Currently, every student who attends a Florida state university is required to take nine credits during the summer in order to graduate. We get it: The state wants to find a way to ensure attendance during Summer classes doesn’t completely plummet. But not only is it absolute malarky to force us to take classes in the summer when we could be taking advantage of study-abroad or internship opportunities, it’s ridiculous these classes are not covered by Bright Futures.
College is hard. It’s even harder when you have to pay your way through school, especially when some financial help, such as Bright Futures, doesn’t cover everything. With each credit costing $212.71, that’ll cost you $1,914.39 in tuition for nine credits during the summer, according to the Fall 2015-2016 cost of attendance. And that’s not including all the books, food and rent you’ll have to pay for the summer, considering most apartment complexes in Gainesville require yearlong leases — but that’s a complaint for a different day.
The only students allowed to receive Bright Futures benefits during the Summer are those in the Innovation Academy.
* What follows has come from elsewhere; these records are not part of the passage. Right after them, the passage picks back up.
PR #5532, opened 2025-01-08
PS-9612 [8.0]: Percona Server build fails on 128+ threads machines

inikep:
Change `MAX_THREAD_GROUPS` from 128 to 1024 to support recent CPUs in thread pool.


percona-ysorokin (approved):
LGTM

PR #176, opened 2020-02-13
Adds draft test for ssh banner eol split

catenacyber:
Draft not to be merged yet : test.yaml needs to be improved to find the right condition for testing

Should need Suricata PR https://github.com/OISF/suricata/pull/4546 to work

The pcap file triggers a bug in SSH parser, having an incorrect offset leading to a much too big `pkt_len` here : https://github.com/OISF/suricata/blob/master/src/app-layer-ssh.c#L173

This results in `header->flags |= SSH_FLAG_PARSER_DONE;` never being applied for the TOSERVER side.
This results in `AppLayerParserStateSetFlag(pstate, APP_LAYER_PARSER_NO_INSPECTION);` not being applied and `SSHGetAlstateProgress` not returning the right value.

Can we test for these with suricata-verify ? How do I check this in test.yaml ? Or am I bound to do a C unit test for this like https://github.com/OISF/suricata/blob/master/src/app-layer-ssh.c#L2079 ?


catenacyber:
Suricata PR got merged 

Any thoughts on this ?
Otherwise, I will close it

PR #178, opened 2020-02-18
Document "shell" checks - v1

jasonish:


README.md
```diff
@@ -118,4 +118,15 @@ checks:
 		
 		# Check that a field does not exist:
 		not-has-key: flow
+
+  - shell:
+      # A simple shell check. If command exits non 0 the check
```
victorjulien: suggest: If the command exists with a non-0 exit code, the check...

jlucovsky: s/exists/exits

jasonish:
Merged with suggested fixups.

PR #179, opened 2020-02-19
pcre: PCRE modifier tests

jlucovsky:
This commit ensures that the PCRE modifiers are properly handled and that results from shell executions are properly checked for errors.

This PR is a companion of [#4570](https://github.com/OISF/suricata/pull/4570)


victorjulien:
File list contains some (vim?) temp .swp files. Think these are not supposed to be checked in.

jlucovsky:
Continued in #180

PR #184, opened 2020-02-24
Removed unified2 test.

jasonish:
Related Suricata pull-request:
https://github.com/OISF/suricata/pull/4596


victorjulien:
Shouldn't we keep the test until u2 is removed from all supported Suricata versions?

jasonish:
> Shouldn't we keep the test until u2 is removed from all supported Suricata versions?

Yeah, probably.  Its already designed to be skipped if not supported (must have been some forward thinking there!)

PR #185, opened 2020-02-25
add basic RFB checks

satta:
This PR adds simple checks for the upcoming RFB parser in Suricata. It verifies that RFB traffic for protocol versions 3.3, 3.7 and 3.8 can be parsed, keywords trigger alerts and the correct metadata are logged.
The pcaps are taken from https://github.com/kholia/my-pcaps/tree/master/VNC.


satta:
New PR: #198

PR #183, opened 2020-02-24
tests: pcrexform tests

jlucovsky:
Test cases for the `pcrexform` transform.

Companion [Suricata PR](https://github.com/OISF/suricata/pull/4595)

PR #186, opened 2020-02-27
tests: pcrexform tests

jlucovsky:
Continuation of #183 

Test cases for the `pcrexform` transform.

Companion [Suricata PR](https://github.com/OISF/suricata/pull/4595)

Updates
- Additional test case to verify mandatory quotes requirement.


victorjulien:
Could you also add a test where a single rule uses the xform twice, on different buffers? This would test the non-mpm path as well.

e.g. `alert http ... http.request_line; pcrexform... ; content... ; http.uri; pcrexform:...; content...`

jlucovsky:
Continued in #196

PR #172, opened 2020-01-26
tests: add ipv6 evasion tests

norg:
This is a complete but WIP batch of suricata-verify tests for the ipv6 evasion issue https://redmine.openinfosecfoundation.org/issues/3323.

The ones without rules are skipped.
Some of the ones that trigger, trigger just the IPv6 checksum rule which is not detecting the actual attack.

PR #187, opened 2020-02-28
Adds test for IPv6 evasion atomic fragment

catenacyber:
This is one of the pcaps from #172 with a modified rule to make it pass (with suricata PR) cc @norg


norg:
LGTM

victorjulien:
Merged, thanks!

PR #191, opened 2020-03-03
Adds test for SMB EICAR file segmentation random v1

BasTNCY:
Regular write, segmentation in random size, SMBv1


BasTNCY:
CC @catenacyber

catenacyber:
This should only have one commit and not the one from #190

PR #195, opened 2020-03-05
tests: ERSPAN Type I packet decode if config

jlucovsky:
This commit adds tests for ERSPAN Type I decoding based on configuration
settings.

Requires [Suricata PR #4627](https://github.com/OISF/suricata/pull/4627)


victorjulien:
This fails for master because there we decided not to make the decoder optional. I don't think we can specify a `max-version` @jasonish @inashivb ?

inashivb:
> This fails for master because there we decided not to make the decoder optional. I don't think we can specify a `max-version` @jasonish @inashivb ?

No, we cannot. Do we need that feature?
One way with the current options in s-v could be writing multiple tests with `version:XXX`? Move all the tests in a folder `decode-erspan`. Would that help?

jasonish:
> No, we cannot. Do we need that feature?

I think a max-version will have its uses as we deprecate things as well.

tests/decode-erspan-typeI-03/test.yaml
```diff
@@ -0,0 +1,17 @@
...
+
+checks:
+
+    - filter:
+        count: 0
+        match:
+            event_type: flow
+
+    - stats:
+        decoder.erspan: 0
```
catenacyber, line 17: This test does not pass even if the suricata PR was merged.
`Sub test #2: FAIL : stats.decoder.erspan: expected 0; got 42`
What is wrong ? The test or suricata ?

jlucovsky:
Continued in #286

PR #196, opened 2020-03-07
tests: pcrexform tests

jlucovsky:
This PR adds tests for the `pcrexform` including tests for
- basic functionality: Simple PCRE
- extended functionality: Multiple PCREs
- Negative: PCRE that do not match anything
- Negative: Missing option values

[Suricata PR #4651](https://github.com/OISF/suricata/pull/4651)


tests/detect-pcrexform-01/test.yaml
```diff
@@ -0,0 +1,8 @@
+requires:
+
```
catenacyber, line 2: Should we set a min-version of 6.0 ?

jlucovsky: Thanks for pointing this out. I'll update the `requires` section

jlucovsky:
Continued in #285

For these students, the Fall semester functions as a traditional Summer semester. However, the Innovation Academy does not require its students to take classes during the Fall, specifically so they can take advantage of opportunities for internships, study abroad, etc. Funny how that works.
State universities, or at least UF, clearly understand the advantages to having a semester off to pursue extracurricular interests or professional development, as evidenced by the Innovation Academy’s structure. However, why doesn’t this apply to more traditional students? The answer, it would seem, is purely a financial one.
Of course we understand that at the core, universities are businesses, and businesses by definition need to make money. But the universities don’t technically stand to lose anything because the money funding Bright Futures comes from the state. So it seems to us that institutions supposedly existing to provide an education for all pupils, regardless of background or income, should not require academically excellent in-state students to pay out of pocket for a semester that isn’t even necessary to graduate in most cases.
We would love to suggest Bright Futures cover Summer semester classes, but we understand the impracticality of this. With the amount of money awarded by Bright Futures already shrinking, adding another semester of study to cover for thousands of students would be unreasonable. So if that option is off the table, universities need to adapt and revise the Summer semester requirement policy. In a financial world where many students need all the help they can get, being forced to pay out of pocket for a required, and sometimes unnecessary, semester is unfair.